*Information given*.

○ ○ ○ ○

PR #14428, opened 2025-07-02
Always write filesystem locks to a shared state directory

charliermarsh:
## Summary

We use filesystem locks in a variety of places. For example, we tend to lock a virtual environment if we're running a command that might modify it. Right now, those locks tend to be written in the same "location" as whatever they lock (e.g., we write a filesystem lock at `.venv/.lock`), unless we can't do that for whatever reason, in which case we write to a content-addressed path within the user's temporary directory. This causes a few problems: (1) we try to write to locations that the user may have marked as read-only (like a `.venv` with `uv run` or similar); (2) we leave `.lock` files allover user-space.

This PR instead moves all filesystem locks into a shared locks directory, which the user can also configure via `UV_LOCK_DIR`.

This is breaking in two ways:

1. If users use older uv versions with versions released after this change, the two versions won't be concurrency-safe with one another, since they'll use different locations with the locks. I think that's fine, but it is arguably breaking.
2. If users have marked certain directories under an allowlist (e.g., allow `.venv` to be written within an otherwise read-only filesystem), they'll now need to allow writes to the lock directory. Again, I think this is fine (and an improvement), but it may cause issues for some users in specific setups.

(Regarding (2): such failures are now treated as non-fatal anyway.)


crates/uv-lock/src/lib.rs
```diff
@@ -0,0 +1,232 @@
...
+/// Acquire a cross-process lock for files at the provided path.
+#[cfg(feature = "tokio")]
+pub async fn acquire_path(path: impl AsRef<Path>) -> Result<LockedFile, std::io::Error> {
+    let Ok(locks) = &*LOCKS else {
+        return Err(std::io::Error::other(
+            "Filesystem locks are not initialized",
+        ));
+    };
+    let path = path.as_ref();
+    LockedFile::acquire(locks.join(cache_digest(&path)), path.display()).await
```
oconnor663, line 20: Should paths be `canonicalize`d before hashing them?

crates/uv-lock/src/lib.rs
```diff
@@ -0,0 +1,232 @@
...
+            Ok(Self::from_path(std::path::absolute(lock_dir)?))
+        } else {
+            Ok(Self::from_path(
+                StateStore::from_settings(None)?.bucket(StateBucket::Locks),
+            ))
+        }
+    }
+
+    /// Initialize the directory.
+    fn init(self) -> Result<Self, std::io::Error> {
```
oconnor663: Taking `self` here means that in some sense we need to reason about a `FilesystemLocks` instance that has not had `.init()` called on it. I usually prefer to move initialization logic into the constructor, so that if you have an instance, you never need to ask whether it's been initialized.

crates/uv-lock/src/lib.rs
```diff
@@ -0,0 +1,232 @@
...
+    let Ok(locks) = &*LOCKS else {
+        return Err(std::io::Error::other(
+            "Filesystem locks are not initialized",
+        ));
+    };
+    LockedFile::acquire(locks.join(cache_digest(&resource)), resource).await
+}
+
+static LOCKS: LazyLock<Result<FilesystemLocks, std::io::Error>> =
+    LazyLock::new(|| FilesystemLocks::from_settings()?.init());
```
oconnor663: Making this a `LazyLock` of `Result` makes it kind of awkward to access the value, especially because `io::Error` isn't `Copy`/`Clone`. `LazyLock` doesn't really let us initialize things fallibly, so sometimes I prefer a pattern like this:

```rust
struct Thing;

impl Thing {
    fn fallible_new() -> io::Result<Self> {
        Ok(Self)
    }
}

fn get_the_global_thing() -> io::Result<&'static Thing> {
    static THE_THING: OnceLock<Thing> = OnceLock::new();
    if let Some(thing) = THE_THING.get() {
        return Ok(thing);
    }
    // We need to initialize THE_THING.
    let new_thing = Thing::fallible_new()?;
    // Initialization succeeded, now set the OnceLock.
    // If some other thread raced with us to set it, that's fine.
    _ = THE_THING.set(new_thing);
    Ok(THE_THING.get().unwrap())
}
```

(I think it's fine for two threads to race to init here, but when it's not fine you can add a second function-local `static INIT_MUTEX: Mutex<()> = Mutex::new(())` that you double-check-lock whenever the first `get` returns `None`.)

crates/uv-lock/src/lib.rs
```diff
@@ -0,0 +1,232 @@
...
+        Self { root: root.into() }
+    }
+
+    /// Create a new [`FilesystemLocks`] from settings.
+    ///
+    /// Prefer, in order:
+    ///
+    /// 1. The specific tool directory specified by the user, i.e., `UV_LOCK_DIR`
+    /// 2. A directory in the system-appropriate user-level data directory, e.g., `~/.local/uv/tools`
+    /// 3. A directory in the local data directory, e.g., `./.uv/tools`
```
oconnor663: Is number 3 implemented here?

Also in general, how do we feel about putting lockfiles in a directory that doesn't get cleaned automatically? Are they small enough that it pretty much doesn't matter? Would we plan to add cleanup later?

charliermarsh: Yes, (3) happens in `StateStore::from_settings`. This is basically just a clone of `InstalledTools` but with less functionality and a different backing directory.

> Also in general, how do we feel about putting lockfiles in a directory that doesn't get cleaned automatically? Are they small enough that it pretty much doesn't matter? Would we plan to add cleanup later?

We might want to clear these out as part of `uv cache prune` or add periodic garbage collection. I think it's sort of fine for now, though.

crates/uv-lock/src/lib.rs
charliermarsh: Hmm. I don't think so, because these paths don't have to exist?

charliermarsh: We could absolutize them?

oconnor663: Ah good point. I could imagine a routine that finds the longest path prefix that exists, canonicalizes _that_, and then appends the rest (and maybe asserts that there are no `.` or `..` components among the rest). But it's probably not worth the trouble? To care about this you'd have to like `mkdir foo && ln -s foo bar` and then try to lock both `foo/doesnt_exist_yet` and `bar/doesnt_exist_yet`. You _could_ but like, will anyone ever do it? Also even the "perfect" implementation could get confused if you raced it against that `ln` invocation.

Absolutifying sounds good if it's just a one line change?

crates/uv-lock/src/lib.rs
```diff
@@ -0,0 +1,227 @@
...
+#[cfg(feature = "tokio")]
+pub async fn acquire_path(path: impl AsRef<Path>) -> Result<LockedFile, std::io::Error> {
+    let locks = get_or_init_locks()?;
+    let path = path.as_ref();
+    LockedFile::acquire(locks.join(cache_digest(&path)), path.display()).await
+}
+
+/// Acquire a cross-process lock for an arbitrary hashable resource (like a URL).
+#[cfg(feature = "tokio")]
+pub async fn acquire_resource<T: CacheKey + Display>(
```
oconnor663, line 25: `CacheKey` is a very general trait, which is implemented for things like `bool` and `char` and `str`. It's neat to be able to lock all those things, but I think it runs into a quirk of the underlying `Hash` trait: We don't have to worry about whether a `Hash` of `str` could ever collide with a `Hash` of `i32` or whatever, because our `HashMap` is only going to have one key type to worry about. That's not the case with filesystem locking, and we could have a case where someone locks `""` (the empty string) while someone else locks `0xff` (the `u8` that I'm pretty sure gives the same `Hash`).

In practice this is pretty unlikely to come up, but if it ever did come up, it would be a _super_ confusing deadlock. If there's really only a small set of types we ever expect to lock in this way, it could make sense to whip up a special-purpose trait that applies some sort of type-specific prefix to the serialized bytes of each different type? On the other hand I could also see deciding that this is just never going to cause any real problems.

oconnor663 (changes requested):
Apologies for dropping the ball on this one. It looks like it needs a pretty substantial rebase, but hopefullly Claude can do that easily? One thing that'll come up in the rebase is that `std::fs::File` now supports `[try_]lock[_shared]` natively, and ([as of last November](https://github.com/astral-sh/uv/pull/15764)) I don't think we use `fs2` for that anymore.

I think my comment from July about using absolute-ified file paths also still makes sense. (An obvious case where we don't want colliding locks might be two parallel clones of the same repo?) One other comment about `CacheKey`.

○ ○ ○ ○

*Requirement*.
Your task is to repeat the entries exactly.

*Response box*.
PR #14428, opened 2025-07-02
Always write filesystem locks to a shared state directory

charliermarsh:
## Summary

We use filesystem locks in a variety of places. For example, we tend to lock a virtual environment if we're running a command that might modify it. Right now, those locks tend to be written in the same "location" as whatever they lock (e.g., we write a filesystem lock at `.venv/.lock`), unless we can't do that for whatever reason, in which case we write to a content-addressed path within the user's temporary directory. This causes a few problems: (1) we try to write to locations that the user may have marked as read-only (like a `.venv` with `uv run` or similar); (2) we leave `.lock` files allover user-space.

This PR instead moves all filesystem locks into a shared locks directory, which the user can also configure via `UV_LOCK_DIR`.

This is breaking in two ways:

1. If users use older uv versions with versions released after this change, the two versions won't be concurrency-safe with one another, since they'll use different locations with the locks. I think that's fine, but it is arguably breaking.
2. If users have marked certain directories under an allowlist (e.g., allow `.venv` to be written within an otherwise read-only filesystem), they'll now need to allow writes to the lock directory. Again, I think this is fine (and an improvement), but it may cause issues for some users in specific setups.

(Regarding (2): such failures are now treated as non-fatal anyway.)


crates/uv-lock/src/lib.rs
```diff
@@ -0,0 +1,232 @@
...
+/// Acquire a cross-process lock for files at the provided path.
+#[cfg(feature = "tokio")]
+pub async fn acquire_path(path: impl AsRef<Path>) -> Result<LockedFile, std::io::Error> {
+    let Ok(locks) = &*LOCKS else {
+        return Err(std::io::Error::other(
+            "Filesystem locks are not initialized",
+        ));
+    };
+    let path = path.as_ref();
+    LockedFile::acquire(locks.join(cache_digest(&path)), path.display()).await
```
oconnor663, line 20: Should paths be `canonicalize`d before hashing them?

crates/uv-lock/src/lib.rs
```diff
@@ -0,0 +1,232 @@
...
+            Ok(Self::from_path(std::path::absolute(lock_dir)?))
+        } else {
+            Ok(Self::from_path(
+                StateStore::from_settings(None)?.bucket(StateBucket::Locks),
+            ))
+        }
+    }
+
+    /// Initialize the directory.
+    fn init(self) -> Result<Self, std::io::Error> {
```
oconnor663: Taking `self` here means that in some sense we need to reason about a `FilesystemLocks` instance that has not had `.init()` called on it. I usually prefer to move initialization logic into the constructor, so that if you have an instance, you never need to ask whether it's been initialized.

crates/uv-lock/src/lib.rs
```diff
@@ -0,0 +1,232 @@
...
+    let Ok(locks) = &*LOCKS else {
+        return Err(std::io::Error::other(
+            "Filesystem locks are not initialized",
+        ));
+    };
+    LockedFile::acquire(locks.join(cache_digest(&resource)), resource).await
+}
+
+static LOCKS: LazyLock<Result<FilesystemLocks, std::io::Error>> =
+    LazyLock::new(|| FilesystemLocks::from_settings()?.init());
```
oconnor663: Making this a `LazyLock` of `Result` makes it kind of awkward to access the value, especially because `io::Error` isn't `Copy`/`Clone`. `LazyLock` doesn't really let us initialize things fallibly, so sometimes I prefer a pattern like this:

```rust
struct Thing;

impl Thing {
    fn fallible_new() -> io::Result<Self> {
        Ok(Self)
    }
}

fn get_the_global_thing() -> io::Result<&'static Thing> {
    static THE_THING: OnceLock<Thing> = OnceLock::new();
    if let Some(thing) = THE_THING.get() {
        return Ok(thing);
    }
    // We need to initialize THE_THING.
    let new_thing = Thing::fallible_new()?;
    // Initialization succeeded, now set the OnceLock.
    // If some other thread raced with us to set it, that's fine.
    _ = THE_THING.set(new_thing);
    Ok(THE_THING.get().unwrap())
}
```

(I think it's fine for two threads to race to init here, but when it's not fine you can add a second function-local `static INIT_MUTEX: Mutex<()> = Mutex::new(())` that you double-check-lock whenever the first `get` returns `None`.)

crates/uv-lock/src/lib.rs
```diff
@@ -0,0 +1,232 @@
...
+        Self { root: root.into() }
+    }
+
+    /// Create a new [`FilesystemLocks`] from settings.
+    ///
+    /// Prefer, in order:
+    ///
+    /// 1. The specific tool directory specified by the user, i.e., `UV_LOCK_DIR`
+    /// 2. A directory in the system-appropriate user-level data directory, e.g., `~/.local/uv/tools`
+    /// 3. A directory in the local data directory, e.g., `./.uv/tools`
```
oconnor663: Is number 3 implemented here?

Also in general, how do we feel about putting lockfiles in a directory that doesn't get cleaned automatically? Are they small enough that it pretty much doesn't matter? Would we plan to add cleanup later?

charliermarsh: Yes, (3) happens in `StateStore::from_settings`. This is basically just a clone of `InstalledTools` but with less functionality and a different backing directory.

> Also in general, how do we feel about putting lockfiles in a directory that doesn't get cleaned automatically? Are they small enough that it pretty much doesn't matter? Would we plan to add cleanup later?

We might want to clear these out as part of `uv cache prune` or add periodic garbage collection. I think it's sort of fine for now, though.

crates/uv-lock/src/lib.rs
charliermarsh: Hmm. I don't think so, because these paths don't have to exist?

charliermarsh: We could absolutize them?

oconnor663: Ah good point. I could imagine a routine that finds the longest path prefix that exists, canonicalizes _that_, and then appends the rest (and maybe asserts that there are no `.` or `..` components among the rest). But it's probably not worth the trouble? To care about this you'd have to like `mkdir foo && ln -s foo bar` and then try to lock both `foo/doesnt_exist_yet` and `bar/doesnt_exist_yet`. You _could_ but like, will anyone ever do it? Also even the "perfect" implementation could get confused if you raced it against that `ln` invocation.

Absolutifying sounds good if it's just a one line change?

crates/uv-lock/src/lib.rs
```diff
@@ -0,0 +1,227 @@
...
+#[cfg(feature = "tokio")]
+pub async fn acquire_path(path: impl AsRef<Path>) -> Result<LockedFile, std::io::Error> {
+    let locks = get_or_init_locks()?;
+    let path = path.as_ref();
+    LockedFile::acquire(locks.join(cache_digest(&path)), path.display()).await
+}
+
+/// Acquire a cross-process lock for an arbitrary hashable resource (like a URL).
+#[cfg(feature = "tokio")]
+pub async fn acquire_resource<T: CacheKey + Display>(
```
oconnor663, line 25: `CacheKey` is a very general trait, which is implemented for things like `bool` and `char` and `str`. It's neat to be able to lock all those things, but I think it runs into a quirk of the underlying `Hash` trait: We don't have to worry about whether a `Hash` of `str` could ever collide with a `Hash` of `i32` or whatever, because our `HashMap` is only going to have one key type to worry about. That's not the case with filesystem locking, and we could have a case where someone locks `""` (the empty string) while someone else locks `0xff` (the `u8` that I'm pretty sure gives the same `Hash`).

In practice this is pretty unlikely to come up, but if it ever did come up, it would be a _super_ confusing deadlock. If there's really only a small set of types we ever expect to lock in this way, it could make sense to whip up a special-purpose trait that applies some sort of type-specific prefix to the serialized bytes of each different type? On the other hand I could also see deciding that this is just never going to cause any real problems.

oconnor663 (changes requested):
Apologies for dropping the ball on this one. It looks like it needs a pretty substantial rebase, but hopefullly Claude can do that easily? One thing that'll come up in the rebase is that `std::fs::File` now supports `[try_]lock[_shared]` natively, and ([as of last November](https://github.com/astral-sh/uv/pull/15764)) I don't think we use `fs2` for that anymore.

I think my comment from July about using absolute-ified file paths also still makes sense. (An obvious case where we don't want colliding locks might be two parallel clones of the same repo?) One other comment about `CacheKey`.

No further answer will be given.